* **What to work on**:
Collect all lines from the listing that include the string "sampling".

* **Data for this exercise**:
____

PR #180, opened 2017-07-04
Add rate of change aggregation methods

sileht:
This change allows to compute the rate of change before applying
the aggregation method. To do so, aggregation method need to be
prefixed by "rate:"

### DIFF
--- a/gnocchi/carbonara.py
+++ b/gnocchi/carbonara.py
@@ -79,13 +79,23 @@ def round_timestamp(ts, freq):
 
 
 class GroupedTimeSeries(object):
-    def __init__(self, ts, granularity):
+    def __init__(self, ts, granularity, start=None):
         # NOTE(sileht): The whole class assumes ts is ordered and don't have
         # duplicate timestamps, it uses numpy.unique that sorted list, but
         # we always assume the orderd to be the same as the input.
+        self.granularity = granularity
         freq = granularity * 10e8
-        self._ts = ts
-        self.indexes = (numpy.array(ts.index, numpy.float) // freq) * freq
+        self.start = start
+        if start is None:
+            self._ts = ts
+            self._ts_for_derive = ts
+        else:
+            self._ts = ts[start:]
+            start_derive = start - pandas.Timedelta(freq, unit='ns')
+            self._ts_for_derive = ts[start_derive:]
+
+        self.indexes = (numpy.array(self._ts.index,
+                                    numpy.float) // freq) * freq
         self.tstamps, self.counts = numpy.unique(self.indexes,
                                                  return_counts=True)
 
@@ -125,6 +135,7 @@ class GroupedTimeSeries(object):
         counts, timestamps = self._count()
         cumcounts = numpy.cumsum(counts) - 1
         values = self._ts.values[cumcounts]
+
         return pandas.Series(values, pandas.to_datetime(timestamps))
 
     def first(self):
@@ -156,6 +167,14 @@ class GroupedTimeSeries(object):
                         *args, **kwargs)
         timestamps = tstamps.astype('datetime64[ns]', copy=False)
         return pandas.Series(values, pandas.to_datetime(timestamps))
+
+    def derived(self):
+        timestamps = self._ts_for_derive.index[1:]
+        values = numpy.diff(self._ts_for_derive.values)
+        # FIXME(sileht): create some alternative __init__ to avoid creating
+        # useless Pandas object, recounting, timestamps convertion, ...
+        return GroupedTimeSeries(pandas.Series(values, timestamps),
+                                 self.granularity, self.start)
 
 
 class TimeSerie(object):
@@ -220,14 +239,14 @@ class TimeSerie(object):
         except IndexError:
             return
 
-    def group_serie(self, granularity, start=0):
+    def group_serie(self, granularity, start=None):
         # NOTE(jd) Our whole serialization system is based on Epoch, and we
         # store unsigned integer, so we can't store anything before Epoch.
         # Sorry!
         if not self.ts.empty and self.ts.index[0].value < 0:
             raise BeforeEpochError(self.ts.index[0])
 
-        return GroupedTimeSeries(self.ts[start:], granularity)
+        return GroupedTimeSeries(self.ts, granularity, start)
 
     @staticmethod
     def _compress(payload):
--- a/gnocchi/storage/_carbonara.py
+++ b/gnocchi/storage/_carbonara.py
@@ -258,9 +258,16 @@ class CarbonaraBasedStorage(storage.StorageDriver):
                       metric, grouped_serie,
                       previous_oldest_mutable_timestamp,
                       oldest_mutable_timestamp):
+
+        if aggregation.startswith("rate:"):
+            grouped_serie = grouped_serie.derived()
+            aggregation_to_compute = aggregation[5:]
+        else:
+            aggregation_to_compute = aggregation
+
         ts = carbonara.AggregatedTimeSerie.from_grouped_serie(
             grouped_serie, archive_policy_def.granularity,
-            aggregation, max_size=archive_policy_def.points)
+            aggregation_to_compute, max_size=archive_policy_def.points)
 
         # Don't do anything if the timeserie is empty
         if not ts:
@@ -389,6 +396,10 @@ class CarbonaraBasedStorage(storage.StorageDriver):
         block_size = metric.archive_policy.max_block_size
         back_window = metric.archive_policy.back_window
         definition = metric.archive_policy.definition
+        # NOTE(sileht): We keep one more blocks to calculate rate of change
+        # correctly
+        if any(filter(lambda x: x.startswith("rate:"), agg_methods)):
+            back_window += 1
 
         try:
             ts = self._get_unaggregated_timeserie_and_unserialize(
--- a/gnocchi/tests/functional/gabbits/metric-derived.yaml
+++ b/gnocchi/tests/functional/gabbits/metric-derived.yaml
@@ -1,0 +1,199 @@
+fixtures:
+    - ConfigFixture
+
+defaults:
+  request_headers:
+    # User foobar
+    authorization: "basic Zm9vYmFyOg=="
+    content-type: application/json
+
+tests:
+    - name: create archive policy
+      desc: for later use
+      POST: /v1/archive_policy
+      request_headers:
+        # User admin
+        authorization: "basic YWRtaW46"
+      data:
+          name: carrot-cake
+          aggregation_methods:
+              - rate:mean
+              - rate:max
+              - rate:95pct
+              - max
+          definition:
+              - granularity: 1 minute
+      status: 201
+
+    - name: create valid metric
+      POST: /v1/metric
+      data:
+          archive_policy_name: carrot-cake
+      status: 201
+
+    - name: push measurements to metric
+      POST: /v1/metric/$RESPONSE['$.id']/measures
+      data:
+          - timestamp: "2015-03-06T14:33:00"
+            value: 10
+          - timestamp: "2015-03-06T14:34:10"
+            value: 13
+          - timestamp: "2015-03-06T14:34:20"
+            value: 13
+          - timestamp: "2015-03-06T14:34:30"
+            value: 15
+          - timestamp: "2015-03-06T14:34:40"
+            value: 18
+          - timestamp: "2015-03-06T14:34:50"
+            value: 20
+          - timestamp: "2015-03-06T14:35:00"
+            value: 22
+          - timestamp: "2015-03-06T14:35:10"
+            value: 26
+          - timestamp: "2015-03-06T14:35:20"
+            value: 30
+          - timestamp: "2015-03-06T14:35:30"
+            value: 31
+          - timestamp: "2015-03-06T14:35:40"
+            value: 37
+          - timestamp: "2015-03-06T14:35:50"
+            value: 55
+          - timestamp: "2015-03-06T14:36:00"
+            value: 62
+          - timestamp: "2015-03-06T14:36:10"
+            value: 100
+          - timestamp: "2015-03-06T14:36:20"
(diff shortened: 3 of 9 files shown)


gnocchi/carbonara.py
```diff
@@ -157,6 +159,18 @@ def _scipy_aggregate(self, method, remove_unique=False, *args, **kwargs):
         timestamps = tstamps.astype('datetime64[ns]', copy=False)
         return pandas.Series(values, pandas.to_datetime(timestamps))
 
+    def derived(self):
+        timestamps = self._ts.index[1:]
+        # NOTE(sileht): we use absolute() as best-effort for cumulative counter
+        # reset, what ever the solution we use, the first point after the
+        # counter reset will always be wrong, because we can't known when
+        # the counter have been reseted between two points.
+        values = numpy.absolute(numpy.diff(self._ts.values))
```
jd: I'd say do not use absolute here. If you use absolute you lose information. It'd be better to store the relative diff, and then, with an API option, apply `abs` on values _if_ needed.

sileht:
Pull-request updated, HEAD is now 2176cf1e034f1d02d0045fbf02415778b54e92c3

sileht:
Pull-request updated, HEAD is now af5ce4bac6489e950d96ddb47623e4cd6c579233

gnocchi/tests/functional/gabbits/metric-derived.yaml
```diff
@@ -0,0 +1,114 @@
...
+          - timestamp: "2015-03-06T14:34:10"
+            value: 13
+          - timestamp: "2015-03-06T14:34:20"
+            value: 13
+          - timestamp: "2015-03-06T14:34:30"
+            value: 15
+          - timestamp: "2015-03-06T14:34:40"
+            value: 18
+          - timestamp: "2015-03-06T14:34:50"
+            value: 20
```
chungg: just to clarify, when we do rate:mean, how does it compute 14:34:00?

(13-10 + 13-13 + 15-13 + 18-15 + 20-18) / 5?

how does it get the backwindow before the current one if it's not part of the same post?

sileht: We have point at 33

chungg: but if we didn't... say we pushed 33 in one post. and then pushed min34 metrics in another post... do we always have access to the previous window? maybe add a test to verify this?

disclaimer: i'm not sure how it works but i imagine it needs to previous window to build current window?

sileht: everything is recomputed with the raw measures, so if we are out the backwindow we don't have the point.

The archive policy for this tests is 1 point per minutes while the input rate is 1 point every 10 seconds.

I will retry to add a tests

sileht: Looks like my new tests don't behave as expected.

sileht: the raw timeseries doesn't have the last point of the previous block so the first value of the current block is often wrong. To solve this I need to store one additional point.

gnocchi/tests/test_carbonara.py
```diff
@@ -158,11 +158,63 @@ def test_before_epoch(self):
...
+        ts = self._resample(ts, 60, 'last', derived=True)
+
+        self.assertEqual(4, len(ts))
+        self.assertEqual(
+            [(datetime.datetime(2014, 1, 1, 12, 0, 0), 60, 5),
+             (datetime.datetime(2014, 1, 1, 12, 1, 0), 60, 4),
+             (datetime.datetime(2014, 1, 1, 12, 3, 0), 60, 92),
+             (datetime.datetime(2014, 1, 1, 12, 4, 0), 60, 2)],
+            list(ts.fetch(
+                from_timestamp=iso8601.parse_date(
```
jd: Please don't use iso8601 here.

(that will avoid me having to remove it in a future patch :)

gnocchi/tests/test_carbonara.py
```diff
@@ -158,11 +158,63 @@ def test_before_epoch(self):
...
+
+        self.assertEqual(5, len(ts))
+        self.assertEqual(
+            [(datetime.datetime(2014, 1, 1, 12, 0, 0), 60, 5),
+             (datetime.datetime(2014, 1, 1, 12, 1, 0), 60, 5),
+             (datetime.datetime(2014, 1, 1, 12, 2, 0), 60, 11),
+             (datetime.datetime(2014, 1, 1, 12, 3, 0), 60, -32),
+             (datetime.datetime(2014, 1, 1, 12, 4, 0), 60, 16)],
+            list(ts.fetch(
+                from_timestamp=iso8601.parse_date(
```
jd: Please don't use iso8601 here.

(that will avoid me having to remove it in a future patch :)

gnocchi/tests/test_carbonara.py
```diff
@@ -158,11 +158,63 @@ def test_before_epoch(self):
...
     @staticmethod
-    def _resample(ts, sampling, agg, max_size=None):
+    def _resample(ts, sampling, agg, max_size=None, derived=False):
         grouped = ts.group_serie(sampling)
+        if derived:
+            grouped = grouped.derived()
         return carbonara.AggregatedTimeSerie.from_grouped_serie(
             grouped, sampling, agg, max_size=max_size)
 
+    def test_derived_last(self):
```
jd: this test is called last but it uses mean?

gnocchi/tests/test_carbonara.py
```diff
@@ -158,11 +158,63 @@ def test_before_epoch(self):
...
+             (datetime.datetime(2014, 1, 1, 12, 3, 2), 105),
+             (datetime.datetime(2014, 1, 1, 12, 3, 22), 5),  # Counter reset
+             (datetime.datetime(2014, 1, 1, 12, 3, 42), 7),
+             (datetime.datetime(2014, 1, 1, 12, 4, 9), 23)])
+        ts = self._resample(ts, 60, 'mean', derived=True)
+
+        self.assertEqual(5, len(ts))
+        self.assertEqual(
+            [(datetime.datetime(2014, 1, 1, 12, 0, 0), 60, 5),
+             (datetime.datetime(2014, 1, 1, 12, 1, 0), 60, 5),
```
jd: I don't get why the result is 5. We have 3 points during this minute, 65, 66 and 70.

mean of them would be 67.
mean of ((70-66)+(66-65)) = 2.5

No?

jd: I don't understand why 5 is the result.

releasenotes/notes/rate-archive-policy-74888634f90a81e3.yaml
```diff
@@ -0,0 +1,5 @@
+---
+features:
+  - |
+    New aggregation methods are available for archive policy; rate:mean, rate:last, .... These new methods
+    allow to compute the timeseries rate of change before applying the XXX aggregation method.
```
jd: s/XXX/selected/

sileht: done

gnocchi/tests/test_carbonara.py
sileht: done

gnocchi/tests/test_carbonara.py
sileht: done

gnocchi/tests/test_carbonara.py
sileht: done

gnocchi/tests/test_carbonara.py
sileht: We first do the diff and then the mean of each block

> 2014-1-1 12:00:00 50
> 2014-1-1 12:00:04 55  5
>  -> 5
>
> 2014-1-1 12:01:02 65  10
> 2014-1-1 12:01:14 66  1
> 2014-1-1 12:01:24 70  4
>  -> 5
>
> 2014-1-1 12:02:04 83  13
> 2014-1-1 12:02:35 92  9
> 2014-1-1 12:02:42 103 11
>  -> 11
>
> 2014-1-1 12:03:02 105 2
> 2014-1-1 12:03:22 5   -110
> 2014-1-1 12:03:42 7   2
>  -> -32
>
> 2014-1-1 12:04:09 23  16
>  -> 16

sileht: Currently when the diff is built, we keep the ending timestamp. If we keep the starting timestamp instead, we result would be:
 
> (Timestamp('2014-01-01 12:00:00'), 60.0, 7.5)
> (Timestamp('2014-01-01 12:01:00'), 60.0, 6.0)
> (Timestamp('2014-01-01 12:02:00'), 60.0, 7.333333333333333)
> (Timestamp('2014-01-01 12:03:00'), 60.0, -27.333333333333332)

I wonder which one make more sense or not.

sileht:
Pull-request updated, HEAD is now 8decf76e42b773291b6946fe5069cfeff74664fd

sileht:
Pull-request updated, HEAD is now 2db31e5ec87e788ada6304d5820dcf5241c4cade

sileht:
Pull-request updated, HEAD is now cc50772ec2c811d323800df7c733e5ec6f2b36cb

sileht:
Pull-request updated, HEAD is now a629a78ae6ad26e85816db13cb0f346dfaca1eed

gnocchi/tests/test_carbonara.py
jd: OK thanks for the explanation, I forgot to compute `2014-1-1 12:01:02 65 10` in my mind :) That all makes sense. I think keeping the ending timestamp makes more sense. Let's go that way for now, we can add yet-another-agg-method if needed later.

gnocchi/storage/_carbonara.py
```diff
@@ -396,8 +403,10 @@ def _compute_and_store_timeseries(self, metric, measures):
 
         agg_methods = list(metric.archive_policy.aggregation_methods)
         block_size = metric.archive_policy.max_block_size
-        back_window = metric.archive_policy.back_window
         definition = metric.archive_policy.definition
+        # NOTE(sileht): We keep one more blocks to calculate rate of change
+        # correctly
+        back_window = metric.archive_policy.back_window + 1
```
jd: So this is done for all timeseries? Looks to me we should limit it to `rate:`, no?

chungg: :( can we do this only if rate is being computed? i don't think it makes sense to double the back_window size unnecessarily.

chungg: damn. you post before me

sileht:
Pull-request updated, HEAD is now 9a56226c0b8b8282c1fd58a2467365217eaaf4d9

gnocchi/storage/_carbonara.py
sileht: done

sileht:
Pull-request updated, HEAD is now 1a2b58f10336c0916ed1dbe5ac194e6aa4f739db

gnocchi/tests/functional/gabbits/metric-derived.yaml
```diff
@@ -0,0 +1,199 @@
...
+      status: 202
+
+    - name: get measurements rate:mean
+      GET: /v1/metric/$HISTORY['create valid metric'].$RESPONSE['id']/measures?aggregation=rate:mean&refresh=true
+      status: 200
+      response_json_paths:
+          $:
+            - ['2015-03-06T14:34:00+00:00', 60.0, 2.0]
+            - ['2015-03-06T14:35:00+00:00', 60.0, 5.833333333333333]
+            - ['2015-03-06T14:36:00+00:00', 60.0, 9.166666666666666]
```
chungg: stupid question:

- 14:35:00 is from "2015-03-06T14:34:50" to "2015-03-06T14:35:50"? which is diff of 35 over 6 points and gives us 5.8333...
- 14:34:00 is from "2015-03-06T14:33:00" to "2015-03-06T14:34:50"? which is diff of 10 over 6 points... how does that give us 2.0?

gnocchi/storage/_carbonara.py
```diff
@@ -398,6 +405,10 @@ def _compute_and_store_timeseries(self, metric, measures):
         block_size = metric.archive_policy.max_block_size
         back_window = metric.archive_policy.back_window
         definition = metric.archive_policy.definition
+        # NOTE(sileht): We keep one more blocks to calculate rate of change
+        # correctly
+        if list(filter(lambda x: x.startswith("rate:"), agg_methods)):
```
jd: Good point. I WITHDRAW MY APPROVAL!!11!

gnocchi/tests/functional/gabbits/metric-derived.yaml
jd:
```
 +          - timestamp: "2015-03-06T14:33:00"
 +            value: 10
 +          - timestamp: "2015-03-06T14:34:10"
 +            value: 13
 +          - timestamp: "2015-03-06T14:34:20"
 +            value: 13
 +          - timestamp: "2015-03-06T14:34:30"
 +            value: 15
 +          - timestamp: "2015-03-06T14:34:40"
 +            value: 18
 +          - timestamp: "2015-03-06T14:34:50"
 +            value: 20
```
((13-10) + (13-13) + (15-13) + (18-13) + (20-18)) / 6
= (3 + 0 + 2 + 5 + 2) / 6
= 12 / 6
= 2

chungg: oh  nevermind. there's no 14:34:00 point so it's only 5 points.

gnocchi/storage/_carbonara.py
sileht: done

sileht:
Pull-request updated, HEAD is now 727a4bd6837862557e39e8256a94e8e1ddc325d6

____

* **Exercise response**:
-    def _resample(ts, sampling, agg, max_size=None):
+    def _resample(ts, sampling, agg, max_size=None, derived=False):
         grouped = ts.group_serie(sampling)
             grouped, sampling, agg, max_size=max_size)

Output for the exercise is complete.